MIT battery-free wireless camera captures the unexplored ocean

MIT Battery-free wireless underwater camera

MIT engineers have designed a battery-free, wireless underwater camera to capture unexplored parts of the ocean, which is more than 95 percent of its total. The costs of powering an underwater camera for a long time by connecting it to a vessel or sending a ship to recharge its batteries would be high. Thus, MIT engineers came up with a wireless undersea camera powered by sound waves that can run for weeks in the most remote parts of the sea. After capturing and encoding image data, the autonomous camera also uses sound waves to transmit data to a receiver that reconstructs the image.

The device can be used as a tool for scientists to investigate unknown aquatic regions, track pollution, and observe the effects of climate change. According to their site, this device is roughly 100,000 times more energy-efficient than other undersea cameras. It can take color photos, also in the deepest and darkest environments, and transmits image data wirelessly through the water. To achieve that, it converts mechanical energy from sound waves traveling through water into electrical energy that powers its imaging and communications equipment.

‘One of the most exciting applications of this camera for me personally is in the context of climate monitoring. We are building climate models, but we are missing data from over 95 percent of the ocean. This technology could help us build more accurate climate models and better understand how climate change impacts the underwater world,’ says Fadel Adib, associate professor in the Department of Electrical Engineering and Computer Science and director of the Signal Kinetics group in the MIT Media Lab, and senior author of a new paper on the system.
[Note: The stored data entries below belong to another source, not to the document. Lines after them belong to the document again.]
PR #5180, opened 2022-04-20
Remove two last occurrences of TODO macro

teoli2003:
This PR removes the last 2 occurrences of the `{{TODO}}` macro in the whole of mdn (mdn/content and mdn/translated-content).

After this is merged, we can actually delete the macro from mdn/yari !

### DIFF
--- a/files/de/web/css/align-items/index.html
+++ b/files/de/web/css/align-items/index.html
@@ -65,7 +65,7 @@ align-items: unset;
 
 <h2 id="Beispiele">Beispiele</h2>
 
-<p>{{ TODO() }}</p>
+<p>TBD</p>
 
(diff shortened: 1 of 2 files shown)


teoli2003:
cc/ @schalkneethling as I think the German area is unmaintained but it would be cool to land this!

caugner (approved):
LGTM

cw118:
It seems that the Korean file hasn't been translated, so this PR doesn't affect `ko` much and should be ready to merge — poking @mdn/yari-content-ko for review just in case :)

hochan222 (approved):
ko locale, LGTM :)

schalkneethling (approved):
Thanks, @teoli2003 🎉  🧹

all images by MIT (Massachusetts Institute of Technology)

shooting a low-energy colored image

To achieve a long period of operation, the new MIT camera (see more here) uses micro energy harvesting techniques utilizing piezoelectric elements to produce its own energy autonomously. The camera gains energy using transducers that are placed around its exterior. When a sound wave (from a passing ship or marine life) traveling through the water hits the transducers, they vibrate and convert that mechanical energy into electrical energy. The camera saves harvested energy until it has enough to power the electronics that take photos and communicate data. Thanks to ultra-low-power imaging sensors, it keeps its power consumption as low as possible. However, these sensors can only capture grayscale images. To reconstruct the colored image of the subject and to enable visibility in low-light environments, a low-power flash is needed as well. To capture a colored image, the device uses three different LEDs (a red, a green, and a blue one). The camera shoots a grayscale image while flashing the red LED; then, it repeats the same process with the other LEDs. When the image data are combined in post-processing, the color image can be reconstructed.
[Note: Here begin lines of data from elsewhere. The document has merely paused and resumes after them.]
PR #5223, opened 2022-04-23
Adjusts in portuguese translation

Grubba27:
In portuguese translation there are some strange code lost in the page: as this one that were removed //=> [1, 2, 3, 4, 5, 6, 7, 8, 9]
I don't think that was a important line because the value of these numbers are not related to the code above them.


josielrocha (approved):

josielrocha:
Obrigado pela contribuição @Grubba27!

PR #5237, opened 2022-04-24
Fix Japanese translation for WindowOrWorkerGlobalScope.fetch()

akiomik:
Original text:

> You can also use an object literal as headers in init.

https://github.com/mdn/content/blob/dad1bb01d2c72cec1bc6fe89fb044911c404c669/files/en-us/web/api/fetch/index.md?plain=1#L326-L327


mfuji09 (approved):
OKです。

Issue #3884, opened 2022-01-29
{{page}} macro removal for French pages - Web/JavaScript


SphinxKnight:
Fragment of #3881 in order to remove `{{page}}` calls from pages.
There are 44 pages under Web/JavaScript:

- [x] `web/javascript/data_structures/index.md`(#4921)
- [x] `web/javascript/guide/indexed_collections/index.md` (#3570)
- [x] `web/javascript/reference/index.md` (#4922)
- [x] `web/javascript/reference/global_objects/arraybuffer/index.md` (#5048)
- [x] `web/javascript/reference/global_objects/asyncfunction/index.md` (#5049)
- [x] `web/javascript/reference/global_objects/bigint/index.md` (#5133)
- [x] `web/javascript/reference/global_objects/boolean/index.md` (#5202)
- [x] `web/javascript/reference/global_objects/dataview/index.md` (#5203)
- [x] `web/javascript/reference/global_objects/date/tolocaledatestring/index.md` (#4151)
- [x] `web/javascript/reference/global_objects/date/tolocalestring/index.md` (#4151)
- [x] `web/javascript/reference/global_objects/error/index.md` (#5234)
- [x] `web/javascript/reference/global_objects/evalerror/index.md`(#5254)
- [x] `web/javascript/reference/global_objects/function/index.md` (#5255)
- [x] `web/javascript/reference/global_objects/generatorfunction/index.md` (#5256)
- [x] `web/javascript/reference/global_objects/internalerror/index.md` (#5258)
- [x] `web/javascript/reference/global_objects/intl/collator/index.md` (#5260)
- [x] `web/javascript/reference/global_objects/intl/datetimeformat/index.md` (#5261)
- [x] `web/javascript/reference/global_objects/intl/datetimeformat/formatrange/index.md` (#5262)
- [x] `web/javascript/reference/global_objects/intl/listformat/index.md` (#5264)
- [x] `web/javascript/reference/global_objects/intl/numberformat/index.md` (#5266)
- [x] `web/javascript/reference/global_objects/intl/pluralrules/index.md` (#5267)
- [x] `web/javascript/reference/global_objects/intl/relativetimeformat/index.md` (#5268)
- [x] `web/javascript/reference/global_objects/map/index.md` (#5276)
- [x] `web/javascript/reference/global_objects/number/tolocalestring/index.md` (#5277)
- [x] `web/javascript/reference/global_objects/object/index.md` (#5279)
[...]

PR #5279, opened 2022-04-26
Remove {{page}} from `Object`

SphinxKnight:
Part of #3884
The last section before Specification has been voluntarily removed in fr. Wording is unclear (if not ambiguous) and I struggle to find what it brings to this page.


cw118 (approved):
😃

‘When we were kids in art class, we were taught that we could make all colors using three basic colors. The same rules follow for color images we see on our computers. We just need red, green, and blue — these three channels — to construct color images,’ says Akbar from the research team.

Sending data with sound

In order to transmit the image, a transceiver sends sound signals to the camera through the water column.
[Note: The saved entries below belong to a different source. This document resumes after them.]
PR #5324, opened 2022-04-28
Cleanup orphaned pages - Web API - A

SphinxKnight:
Well that's just 2 pages before I encountered a more complicated case, so here is a small PR :)


cw118 (approved):
Merci encore :)

PR #5327, opened 2022-04-28
Cleanup orphaned - E

SphinxKnight:
One new page and the rest of redirects.
I decided to go with a redirect for `orphaned/Web/API/ElementTraversal` as well (same argument as in #5325)


cw118 (approved):
Merci 😀

PR #5332, opened 2022-04-29
add String.prototype.at() zh-cn translation

liunnn1994:


asdjgfr:
@irvin Can we merge this pr? I have an article want to quote this, thx.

A component in the camera reacts to the sound waves by either reflecting or absorbing the received signal. These reflections or absorptions can be understood as digital 1’s or 0’s. The transceiver taking track of the reflection pattern can reconstruct the digital image.‘This whole process, since it just requires a single switch to convert the device from a nonreflective state to a reflective state, consumes five orders of magnitude less power than typical underwater communications systems,’ mentions Akbar from the team.

So far, the researchers have tested the camera in different underwater environments, capturing from plastic bottles to starfishes. The device was also effective at repeatedly imaging the underwater plant Aponogeton ulvaceus in a dark environment over the course of a week to monitor its growth. To further enhance the camera’s performance, they plan to increase its memory so it can capture photos in real-time, stream images, or even shoot underwater videos. They also want to extend the camera’s range, transmitting data up to 40 meters to the receiver. Pushing that range wider would enable the camera to be used in more underwater settings.

‘This will open up great opportunities for research both in low-power IoT devices as well as underwater monitoring and research,’ says Haitham Al-Hassanieh, an assistant professor of electrical and computer engineering at the University of Illinois Urbana-Champaign, who was not involved with this research.